» INSTRUCTIONS FOR THE TASK
Write out, unaltered, each line from the top of the records below down to the line where "Visit your profile." appears, that line included.

------ RECORDS SHOWN ------

PR #399, opened 2020-02-20
feat: fetch recovery methods for current user

chadoh:
This adds some data-handling to make use of some of the data & endpoints added in nearprotocol/near-contract-helper#88

* refactor wallet to export instance, not class (see first commit for full explanation of & reasoning for this change)
* add action, reducer, and hook for fetching recovery methods
* fetch these on the profile page
* only fetch them if someone is viewing their own profile
* `addAccessKey` now POSTs to `near-contract-helper` to record the publicKey & time that this recovery method was added

## Testing

To make sure this works as expected, visit the [preview URL](https://near-wallet-staging-pr-399.onrender.com/) and create a new account. Keep your browser console open as you do this.

Visit your profile. In the Network tab of your inspector, you should see a successful POST to the `recoveryMethods` endpoint of `near-contract-helper`:

Screen Shot 2020-03-30 at 09 56 39

In the Console tab of your inspector, you should see the recovery methods logged out:

chrome console showing recoveryMethods array of length one

And if you have the [Redux Dev Tools extension for Chrome](https://chrome.google.com/webstore/detail/redux-devtools/lmhkpmbekcpmknklioeibfkpmmfibljd) installed, you can visit the Redux tab of your inspector and you should be able to see recovery methods loaded in:

Screen Shot 2020-04-03 at 14 58 37


vgrichina:
Is this hooked up? Seems to show fake data. Does this need to be combined with other PR from @Patrick1904?

Screen Shot 2020-03-10 at 12 17 35 AM

chadoh:
@vgrichina this lays some groundwork for #381 – it does not use the data, it just fetches it for now. #381 can branch off of this, or wait until this one gets merged to `master`. I thought a standalone PR would be useful so that this logic could be vetted separately.

src/utils/wallet.js
```diff
@@ -153,10 +154,31 @@ export class Wallet {
...
+
+        const recoveryMethods = {}
+        if (fromDb.email) {
+            recoveryMethods.email = { data: fromDb.email, timeStamp: fromDb.emailAddedAt }
+        }
+        if (fromDb.phoneNumber) {
+            recoveryMethods.phone = { data: fromDb.phoneNumber, timeStamp: fromDb.phoneAddedAt }
+        }
+        if (fromDb.phraseAddedAt) {
+            recoveryMethods.phrase = { timeStamp: fromDb.phraseAddedAt }
```
vgrichina: @chadoh @Patrick1904  I think we have pretty big problem that none of these have info on what are associated public keys, so we have no idea which key to remove if you want to replace/remove given recovery method.

vgrichina: My original plan to address it was to add `meta` to the access keys which is loaded from elsewhere:
https://github.com/nearprotocol/near-wallet/blob/b7bbfbeef97c64d668cfe07385b377a6d0bac6e3/src/utils/wallet.js#L170

vgrichina:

------

» RESULT OF THIS TASK
PR #399, opened 2020-02-20
feat: fetch recovery methods for current user

chadoh:
This adds some data-handling to make use of some of the data & endpoints added in nearprotocol/near-contract-helper#88

* refactor wallet to export instance, not class (see first commit for full explanation of & reasoning for this change)
* add action, reducer, and hook for fetching recovery methods
* fetch these on the profile page
* only fetch them if someone is viewing their own profile
* `addAccessKey` now POSTs to `near-contract-helper` to record the publicKey & time that this recovery method was added

## Testing

To make sure this works as expected, visit the [preview URL](https://near-wallet-staging-pr-399.onrender.com/) and create a new account. Keep your browser console open as you do this.

Visit your profile. In the Network tab of your inspector, you should see a successful POST to the `recoveryMethods` endpoint of `near-contract-helper`:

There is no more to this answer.